I need to prove the formula for the sine of the sum $$\sin(\alpha+\beta) = \sin(\alpha)\cos(\beta) + \sin(\beta)\cos(\alpha)$$ I already know how to prove it when $\alpha,\beta\geq 0$ and $\alpha+\beta <\pi/2$. How can I extend it to any pair of angles? The definition of sine and cosine that I am using is the length of the $y$-axis and the $x$-axis respectively when you intersect the circle of radius 1, but I can't use analytic geometry. Also I can't use complex numbers multiplication. Only relations like $\sin(\alpha +\pi/2) = \cos(\alpha)$.
There is a way, but is quite messy. You should first prove geometricaly that the formula is true for angles $-\pi/2 < \alpha,\beta < \pi/2$ such that $0\leq\alpha + \beta <\pi/2$. This can be done using the same construction you must have done for positive angles.
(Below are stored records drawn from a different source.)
PR #1495, opened 2025-04-08
Feature/on ramp fixes and navigation

svojsu:
### SUMMARY

The PR adds following things:

- Adds same hook-based logic for on-ramp flows.
- Changes navigation so `AssetList` and `AssetDetails` modules are now responsible for managing ramp flow and navigating after ramp completed.
- Adds more logic for handling Transak events.
- Adds alert for unsupported Buy/Sell case.


novawallet/Common/Protocols/Ramp/RampPresentable.swift
```diff
@@ -37,8 +37,18 @@ extension RampPresentable {
         ) else {
             return
         }
-        rampView.controller.modalPresentationStyle = .fullScreen
-        view?.controller.present(rampView.controller, animated: true)
+
+        if view?.controller.isBeingPresented == true {
```
ERussel, line 41: Didn't get why presentation method depends on whether current controller presentation is in progress or completed. It might be a typo so and we just wanted to check whether current controller is modally presented.

novawallet/Common/RampProvider/RampAggregator.swift
```diff
@@ -37,11 +37,11 @@ extension RampAggregator: RampProviderProtocol {
         providers.flatMap { $0.buildRampActions(for: chainAsset, accountId: accountId) }
     }
 
-    func buildOffRampHooks(
+    func buildRampHooks(
         for action: RampAction,
         using params: OffRampHookParams,
-        for delegate: OffRampHookDelegate
+        for delegate: OffRampHookDelegate & OnRampHookDelegate
```
ERussel, line 43: I would typealis `RampHookDelegate = OffRampHookDelegate & OnRampHookDelegate` for simplicity. WDYF?

novawallet/Common/RampProvider/RampProviderProtocol.swift
```diff
@@ -87,20 +88,31 @@ protocol OffRampHookFactoryProvider {
     var offRampHookFactory: OffRampHookFactoryProtocol { get }
 }
 
-extension RampProviderProtocol where Self: BaseURLStringProvider, Self: OffRampHookFactoryProvider {
-    func buildOffRampHooks(
+protocol OnRampHookFactoryProvider {
```
ERussel, line 91: I think `OnRampHookFactoryProviding` or `OnRampHookFactoryProviderProtocol` fits better as we usually use nouns like `OnRampHookFactoryProvider` for concrete implementations of a protocol

novawallet/Modules/AssetDetails/AssetDetailsPresenter.swift
```diff
@@ -152,6 +150,15 @@ extension AssetDetailsPresenter: AssetDetailsPresenterProtocol {
     }
 
     func handleBuySell() {
+        guard availableOperations.rampAvailable() else {
```
ERussel, line 153: I thought we disable buy/sell button if there is no any ramp action. Did this change?

novawallet/Modules/AssetDetails/AssetDetailsWireframe.swift
```diff
@@ -117,4 +117,33 @@ extension AssetDetailsWireframe: AssetDetailsWireframeProtocol {
         let alertController = ModalAlertFactory.createMultilineSuccessAlert(message)
         view?.controller.present(alertController, animated: true)
     }
+
+    func showRampNotSupported(
```
ERussel, line 121: Don't we want to move it to the RampPresentable? I imagine that we want to show the message on the Asset List also.

ERussel (commented):
I am right that now we don't rely on the deeplink but rather derive on ramp completion operation directly from the web page events?

novawallet/Modules/Ramp/Hook/Transak/OffRamp/TransakOffRampResponseHandler.swift
```diff
@@ -0,0 +1,60 @@
...
+                let model = PayCardTopupModel(
+                    chainAsset: chainAsset,
+                    amount: transferData.cryptoAmount,
+                    recipientAddress: transferData.cryptoPaymentData.paymentAddress
+                )
+
+                delegate?.didRequestTransfer(from: model)
+            }
+        } else if
+            let transferEvent = try? JSONDecoder().decode(
```
ERussel, line 51: What to you think about moving decoding logic to the TransakEvent itselt. As i understand event id field is always there and data field depends on eventId. So we could make TransakEvent as enum and implement custom decoding that decodes eventId first and then decodes data based on event id. Finally, once we associate decoded data with the enum case

novawallet/Modules/AssetDetails/AssetDetailsWireframe.swift
svojsu: AssetList picks chainAsset from the list that been filtered at the moment so the only case we can see the message on AssetList is there is no assets with ramp providers. Do you think we should should cover the case?

novawallet/Modules/AssetDetails/AssetDetailsPresenter.swift
svojsu: Yeah, we do not disable it anymore, but styling as disabled. We need the button to be active to show the alert if user taps it.

novawallet/Common/RampProvider/RampAggregator.swift
svojsu: Yeah, I'm agree

svojsu:
> I am right that now we don't rely on the deeplink but rather derive on ramp completion operation directly from the web page events?

Right

ERussel (approved):

PR #1505, opened 2025-04-11
[CU-86983uh2z] Fallback to default custom fee calculation when swaps not available

ERussel:
## Purpose

Currently, if swaps on the PAH are not available the attempt to calculate fee in the custom asset for cross chain transfer on PAH during the swap leads to the error. The PR introduces AssetExchangeFeeEstimatingRouter that fallbacks to the default fee calculation method if swaps are not available in the graph.


stepanLav:
Task linked: [CU-86983uh2z iOS. Not calculating fee for swaps with USDC when user has no native token to pay fee](https://app.clickup.com/t/86983uh2z)

svojsu (approved):

PR #1509, opened 2025-04-15
save last evm network

svojsu:
### SUMMARY
The PR adds logic to persist default evm chain to settings upon addEthereumChain switchEthereumChain metamask requests.


novawallet/Modules/DApp/DAppBrowser/StateMachine/MetamaskStates/DAppMetamaskBaseState.swift
```diff
@@ -75,11 +86,13 @@ class DAppMetamaskBaseState {
         }
 
         let ethereumChain = extendingMetamaskChainWithSubstrate(
-            MetamaskChain.etheremChain,
+            MetamaskChain.ethereumChain,
```
ERussel, line 89: I think we now can safely get the chain by the chain id from the data source instead of allowing to switch only to the Ethereum chain. WDYT?

PR #1510, opened 2025-04-15
Fix long WC request time after WiFi/LTE change

svojsu:
### SUMMARY
The PR fixes long WC request time after WiFi/LTE change by calling forced connection restart if reconnection suggested by WS engine.

### DIFF
--- a/novawallet/Common/Services/WalletConnect/WalletConnectService.swift
+++ b/novawallet/Common/Services/WalletConnect/WalletConnectService.swift
@@ -407,7 +407,7 @@ private final class DefaultWebSocket: WebSocketConnecting {
             markDisconnectedAndNotify(error: nil)
         case let .reconnectSuggested(isBetter):
             if isBetter {
-                restart()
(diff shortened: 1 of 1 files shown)


novawallet/Common/Services/WalletConnect/WalletConnectService.swift
```diff
@@ -459,6 +459,18 @@ private final class DefaultWebSocket: WebSocketConnecting {
...
+    private func restart() {
+        mutex.lock()
+
+        defer {
+            mutex.unlock()
+        }
+
+        connectionState = .connecting
+
+        startWebsocket()
```
ERussel, line 471: I would call the method `protectedForceRestart()` and also call `stopWebsocket()` before starting new one

ERussel (commented):
I would also check the case when there is a pending request and the client reconnects

ERussel (approved):
Let's merge it to a separate branch first and provide a build for extensive testing

PR #1513, opened 2025-04-17
Hide network cell for bytes sign confirmation

svojsu:


novawallet/Modules/DApp/DAppOperationConfirm/ViewModel/DAppOperationBytesConfirmViewModelFactory.swift
```diff
@@ -0,0 +1,5 @@
+final class DAppOperationBytesConfirmViewModelFactory: DAppOperationConfirmViewModelFactory {
```
ERussel, line 1: I would make Base class and 2 implementations that override base class just two avoid cases where we are changing something for extrinsics forgetting that bytes inherit it.

ERussel (approved):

Now that you know that, suppose that $\pi/2\leq \alpha + \beta <\pi$. Then you can use that $\sin(\alpha+\beta) = \cos(\alpha+\beta -\pi/2)$ and use the formula of the cosine of the sum to obtain $$\cos((\alpha-\pi/2)+\beta) = \cos(\alpha-\pi/2)\cos(\beta) - \sin(\alpha-\pi/2)\sin(\beta) = \sin(\alpha)\cos(\beta) + \cos(\alpha)\sin(\alpha)$$
Using the same you can extend it to all positive angles, and the same for the negative angles.